The Epistemic X-Ray is a research transparency tool that shows how different commercial AI products return answers to the same question under controlled API conditions. By comparing responses with and without web search, it shows how retrieval and source selection shape the outputs users receive. It is produced by Thamus at the University of Ottawa as part of a longitudinal audit of AI product behavior.
What is the Thamus?
Thamus is a university research platform that audits how large language models present contested topics in their outputs. Named after the Egyptian king in Plato's Phaedrus who warned about the dangers of writing, the Observatory tracks how LLMs retrieve, select, and present information over time.
Why does the X-Ray show both "with web search" and "without web search"?

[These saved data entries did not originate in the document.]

PR #363, opened 2026-07-16
Fix stale Codex steering fallback

budah1987:
Fixes Codex steer submissions that race a completed turn.

Synara previously trusted projected session state when choosing `turn/steer`. If the terminal lifecycle update was delayed or missing, Codex rejected the request with `no active turn to steer` and the submitted message became a session error.

The reactor now verifies live provider state before steering, repairs stale projected state, and starts the submitted message as a normal turn when Codex is idle. It also rechecks after a steer failure and falls back if the active turn completed during the request.

Validation: `bun run --cwd apps/server test -- src/orchestration/Layers/ProviderCommandReactor.test.ts` (73 tests passed).


budah1987:
Closing: this change was published upstream by mistake and is intended to remain private.

PR #369, opened 2026-07-17
fix(shared): expose Claude effort ladder for custom model slugs

### LINKED ISSUE #367: [Feature]: Add effort level picker for custom Claude Code model slugs
### Before submitting

### Area

apps/desktop

### Problem or use case

When using custom model slugs for Claude code, it does not allow me to choose the effort level dynamically like the hard-coded built-in Claude models are.

For those using Claude Code with a custom proxy endpoint for other models, it would be nice to have this effort level picker since the native CLI allows for it.

It also seems that the  /workflow command doesn't work the same way as it does in the CLI. The workflows command is not appearing as an option in Synara. Is this something that could be looked at as well?

Additionally, the custom model slugs under Claude don't show up for the git writing feature.

### Proposed solution

Having the ability to choose effort level and even context window for custom model slugs and Claude code would be nice.

Also, having the ability to use workflows inside of Synara would be nice.

### Why this matters

Allows users to use Scenario to its full ability and Claude Code to its full ability while still using the models of their choice.

### Smallest useful scope

Being able to swap effort levels or use workflows gives users the ability to perform more heavy tasks using Claude code with other models.

### Alternatives considered

Manually switching effort level in the CLI

No workaround for workflows yet

### Risks or tradeoffs

No real risks or tradeoffs

### Examples or references

https://github.com/user-attachments/assets/a4369e13-cbd8-4f67-b85c-e71b7c04e38c

### Contribution

- [ ] I would be open to helping implement this.

diliprt:
## Summary

Custom / proxy **Claude Code** model slugs now get the same **effort (traits) ladder** as flagship built-in models, so the effort picker is no longer empty/hidden.

Closes #367

## Problem

`getModelCapabilities("claudeAgent", model)` only looked up the static catalog. Unknown slugs (custom proxies, alternate endpoints) resolved to **empty** capabilities → no effort levels in the traits picker, even though the Claude Code CLI accepts effort for those models.

## Solution

| Area | Change |
|------|--------|
| `getModelCapabilities` | For `claudeAgent` + unknown non-empty slug, fall back to flagship ladder (`claude-opus-4-8`) |
| Known models | Unchanged (Haiku still has no effort, Fable/Opus keep their ladders) |

Out of scope for this PR (can follow up): `/workflow` menu parity, custom slugs in git-writing model lists.

## Evidence

| Model slug | Before | After |
|------------|--------|--------|
| `claude-opus-4-8` | full ladder | unchanged |
| `claude-haiku-4-5` | no effort | unchanged |
| `my-proxy/custom-opus` | **empty** | flagship efforts (`low`…`ultracode`, default `high`) |

## Screenshots

before/after

## Test plan

- [x] `bunx vitest run packages/shared/src/model.test.ts` — **76 pass** (includes #367 custom-slug case)
- [ ] Manual: Settings → add custom Claude model slug → select it → traits picker shows effort levels

## Files

- `packages/shared/src/model.ts`
- `packages/shared/src/model.test.ts`


diliprt:
## Before / after screenshots

Custom Claude slug `my-proxy/custom-opus` — effort traits before (empty caps) vs after (flagship ladder):

#367 before/after

**Source:** deterministic UI proof of `getModelCapabilities("claudeAgent", customSlug)` behavior (PR #369).

diliprt:
Rebased onto latest `main` (clean). No functional changes.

Comparing web-on and web-off responses isolates the effect of real-time information retrieval. Web-off responses show what a product returns drawing only on training-data-derived priors, including which authority claims appear in outputs without retrieved sources. Web-on responses show how live retrieval changes the output. The gap between the two is where the effect of retrieval becomes visible. Note that "web-off" is not a pure measure of training-data knowledge, since retrieved content was present in training data; the contrast measures the marginal effect of live retrieval at the API surface.
What is hallucinated authority in AI responses?
Hallucinated authority occurs when an AI product's output references a specific organization or report by name without the retrieval pipeline having accessed it. For example, a response may read "According to the IEA..." while the product is operating without web search, meaning no current source was retrieved to support the claim. The X-Ray shows this pattern by displaying the empty source panel alongside the authoritative-sounding text.
How is this data collected?
Prompts are sent to LLMs from five providers at temperature 0.7 under two conditions: web search enabled and disabled. Web-on uses each provider's native search capability. Collection uses scheduled API calls via the Thamus Observatory infrastructure, with model identifier and timestamp logged per call. Findings describe API-surface behavior at specified moments and do not extrapolate to personalized consumer-product experiences. Web-on data for some providers was not collected in this initial round. Provider-side model updates without version disclosure are a known confound in longitudinal observation.